Rucete ✏ AP Computer Science A In a Nutshell
8. Sorting and Searching
This chapter covers basic sorting and searching algorithms in Java, including selection sort, insertion sort, merge sort, quicksort, sequential search, and binary search. It also discusses analysis of efficiency, best/worst cases, and application contexts.
Selection Sort
• "Search-and-swap" sorting algorithm.
• Find the smallest element and swap it with the first unsorted element.
• Repeat until all elements are sorted.
• After the kth pass, the first k elements are in their final sorted positions.
• Inefficient for large n due to O(n²) comparisons.
Insertion Sort
• Builds a sorted list one element at a time by inserting into the correct position.
• Elements to the right may need shifting to create space.
• Best case: Already sorted array (O(n)).
• Worst case: Reversed array (O(n²)).
• Inefficient for large n but simple and efficient for small arrays.
Common Points: Selection vs. Insertion Sort
• Both require about n-1 passes for n elements.
• Insertion sort generally performs better than selection sort on nearly sorted arrays.
• Neither is efficient for large datasets.
Recursive Sorts: Merge Sort and Quicksort
• Merge Sort:
• Divide array into halves, recursively sort each half, merge sorted halves.
• Requires a temporary array.
• Best, worst, and average case times are O(n log n).
• Not sensitive to initial element ordering.
• Quicksort (Optional for AP subset):
• Choose a pivot, partition elements smaller to the left, larger to the right.
• Recursively quicksort left and right partitions.
• Best and average case: O(n log n).
• Worst case (already sorted or bad pivot choice): O(n²).
• Strategies like random pivot selection or median-of-three pivot reduce worst-case chances.
Sorting Algorithms in Java
• Arrays.sort() uses a tuned quicksort for primitive types and a modified mergesort for objects (stable sort).
• Collections.sort() is used for sorting ArrayLists and uses a mergesort algorithm internally.
• Custom sort orders are defined using the Comparable or Comparator interfaces.
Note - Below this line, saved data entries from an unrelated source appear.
PR #543, opened 2023-06-13
[Autocomplete] Fix issue related to select-header and select-footer events

andrzejkupczyk:
I have made some changes that address the following issues:

1) Missing events in the `emits` array
2) Not triggering `select-footer` event

Please note that I have only tested these changes manually. If you would like me to incorporate any modifications into the automatic tests, please let me know.

Additionally, this is only applicable to the `oruga-next` package. The `oruga` package looks fine to me: https://github.com/oruga-ui/oruga/blob/develop/packages/oruga/src/components/autocomplete/Autocomplete.vue#L568


jtommy:
@andrzejkupczyk thanks!!

Issue #502, opened 2023-03-28
DropdownItem tag="nuxt-link" does not work


thedomeffm:
### Overview of the problem

**Oruga** version: [0.5.10]
**Vuejs** version: [3]
**OS/Browser**: Chrome

### Description

The `tag="router-link"` tag does work, but `tag="nuxt-link"` does not.

```vue
  <o-dropdown v-if="row.isPaid"
              position="bottom-left"
              aria-role="list">
      <template #trigger="{ active }">
          <button class="button is-ghost has-text-black">
              <o-icon icon="ellipsis-vertical" />
          </button>
      </template>

      <o-dropdown-item tag="router-link"
                       :to="localePath({ name: 'e-id', params: { id: row.code } })"
                       aria-role="listitem">
          <o-icon icon="up-right-from-square" />
          <span>{{ t('table.action.preview') }}</span>
      </o-dropdown-item>

      <o-dropdown-item tag="nuxt-link"
                       :to="localePath({ name: 'e-id', params: { id: row.code } })"
                       aria-role="listitem">
          <o-icon icon="up-right-from-square" />
          <span>{{ t('table.action.preview') }}</span>
      </o-dropdown-item>
  </o-dropdown>
```

Will result in the following **rendered** HTML:

![image](https://user-images.githubusercontent.com/29406401/228347175-0dd8555e-59f7-4c3f-b386-a0e34b0d64ba.png)

### Expected behavior

The `nuxt-link` as tag should work like the `router-link`. (nuxt does understand my current workaround that I use `router-link`).

### Actual behavior

See screenshot - the first link (with tag="router-link") gets rendered correct.
The second drop-down-item (with tag="nuxt-link") gets **rendered** as.... a `<nuxt-link>` and not a `<a>`.

thedomeffm:
@jtommy we wrote in Discord about the problem already.
You send me the link => https://github.com/nuxt/nuxt/issues/13659

So it seems like it is the "cOrReCt" behavior of nuxt3 :/

fahdaddi:
@jtommy, still having the same issue when using o-button with `tag="nuxt-link"`...

PR #548, opened 2023-06-18
Add components to tag prop types

jonathanjameswatson:
Fixes warnings in #502

## Proposed Changes

- Adds `Component` to the types of all tag props, allowing actual components to be given as tag props, in addition to component names.


jtommy:
@jonathanjameswatson thanks!!

PR #551, opened 2023-06-22
Fix Table Pagination Size

### LINKED ISSUE #550: Table Pagination Size is not working
### Overview of the problem

**Oruga** version: 0.5.10
**Vuejs** version: 3.2.9
**OS/Browser**: Win 10, Browser

### Description

Pagination Size does not work, props are wrong on Table.vue

robertmarney:
Fixes #550

## Proposed Changes

- Fix Table Props


jtommy:
@robertmarney thanks!

PR #567, opened 2023-08-11
Fix memory leak in MatchMediaMixin

### LINKED ISSUE #566: Match media memory leak
### Overview of the problem
MatchMediaMixin has a memory leak 

**Oruga** version: [0.6.0]
**Vuejs** version: [3.3.4]
**Chrome** version 118.0.5941.0

### Description
MatchMediaMixin references undefined method in beforeUnmount hook (for example [line 43](https://github.com/oruga-ui/oruga/blob/develop/packages/oruga-next/src/utils/MatchMediaMixin.ts#L43) in oruga-next)

The scale of the problem depends heavily on the amount of data you have in scope (e.g. setup function). I can produce numbers like that with just a few route changes
image

### Steps to reproduce
Mount and unmount components with OModal/OTable or others using MatchMediaMixin

https://github.com/oruga-ui/oruga/assets/10117250/30ee7724-edc0-488f-9592-8077c76f6428

setmeright:
Fixes #566

Proposed Changes
- Call correct method for clean up
- Replace lifecycle hooks with browser executed ones
- Store MediaQueryList as a non-reactive reference
- Replace addListener as it's [depricated](https://developer.mozilla.org/en-US/docs/Web/API/MediaQueryList/addListener)

### DIFF
--- a/package-lock.json
+++ b/package-lock.json
@@ -1,12 +1,12 @@
 {
   "name": "root",
-  "version": "0.5.10",
+  "version": "0.6.0",
   "lockfileVersion": 2,
   "requires": true,
   "packages": {
     "": {
       "name": "root",
-      "version": "0.5.10",
+      "version": "0.6.0",
       "license": "MIT",
       "devDependencies": {
         "conventional-changelog": "^3.1.25",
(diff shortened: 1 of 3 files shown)


jtommy:
@setmeright it looks ok!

Sequential (Linear) Search
• Searches for a target by checking each element one by one.
• Best case: Target found at the first index (O(1)).
• Worst case: Target found at the last index or not found (O(n)).
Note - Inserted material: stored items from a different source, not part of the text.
PR #605, opened 2023-09-29
feat: update programmatic oruga

mlmoravek:
I updated the programmatic interface for oruga by adding type definitions and usability enhancements. 

**Contains Breaking Changes**

## Proposed Changes

- Added programmatic interface type definitions
- Removed wrapping layer for programmatic interface
- Changed `useProgrammatic` to `useOruga`


jtommy:
I agree with you but it's a breaking change, so we can release it only on next 0.x version

mlmoravek:
> I agree with you but it's a breaking change, so we can release it only on next 0.x version

Yeah, no need to merge it right away. We can wait until we have more for a major release update.

packages/oruga-next/src/components/loading/index.ts
```diff
@@ -3,40 +3,47 @@ import { createVNode, render } from "vue";
...
 import {
     registerComponent,
     registerComponentProgrammatic,
-} from "../../utils/plugins";
-import InstanceRegistry from "../../utils/InstanceRegistry";
+} from "@/utils/plugins";
+import InstanceRegistry from "@/utils/InstanceRegistry";
+
+declare module "@/types" {
+    interface OrugaPrgrammatic {
```
messenjer, line 15: There is this typo `OrugaPrgrammatic` in a few places

mlmoravek: @messenjer I appreciate the review. Typo is fixed :)

PR #721, opened 2024-01-04
fix(autocomplete) fix empty slot display and formatter prop usage

### LINKED ISSUE #718: Autocomplete prop "formatter" should not use prop "field" when it has its default value "value"
### Overview of the problem

**Oruga** version: [0.8.2]
**Vuejs** version: [3.3.11]
**OS/Browser**: Windows 10 / Chrome

### Description

To be able to use autocomplete `formatter` prop, the `field` prop needs to be null. But a default value has been added to field prop as "value". So to be able to use the formatter prop, user must explicitely set `:field="null"`. This change happened in October I think, and has not been documented in CHANGELOG.txt.

### Expected behavior

Since the change has not been well documented, breaks existing usage and is hard to track, I expect this is not wanted. I would have expect to use the formatter when a field prop has not been defined.

### Actual behavior

It uses the default value "value", which often leads to an exception in the formatter functions that is mostly used with objects.

### LINKED ISSUE #719: Autocomplete empty slot is not displayed properly
### Overview of the problem

**Oruga** version: [0.8.2]
**Vuejs** version: [3.3.11]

• Works on both sorted and unsorted arrays or lists.
• Inefficient for large datasets but simple to implement.
Binary Search
• Requires a sorted array or list.
• Repeatedly halves the search space by comparing the middle element to the target.
• Best case: Target is found at the middle element (O(1)).
• Worst and average case: O(log n) comparisons.
• Common mistakes:
• Not checking for sorted data before applying binary search.
• Incorrect middle calculation causing infinite loops or index errors.
Efficiency Comparisons
• Sequential Search: O(n).
• Binary Search: O(log n) but only on sorted data.
• Insertion Sort and Selection Sort: O(n²).
• Merge Sort and average Quicksort: O(n log n).
Choosing the Right Search or Sort
• Use binary search if the data is already sorted or can be sorted once upfront.
• Use sequential search if the dataset is small or unsorted and searching needs to happen quickly without sorting overhead.
• Use insertion sort for small or nearly sorted datasets; otherwise, prefer mergesort for larger datasets where stability matters.
In a Nutshell
Understanding sorting and searching algorithms is key to writing efficient programs. Simple sorts like selection and insertion are easy to implement but inefficient for large datasets, while merge sort and quicksort offer superior performance for bigger problems. Linear search works universally but slowly, whereas binary search requires sorted data but is highly efficient. Choosing the right technique based on the problem context leads to optimized and scalable Java applications.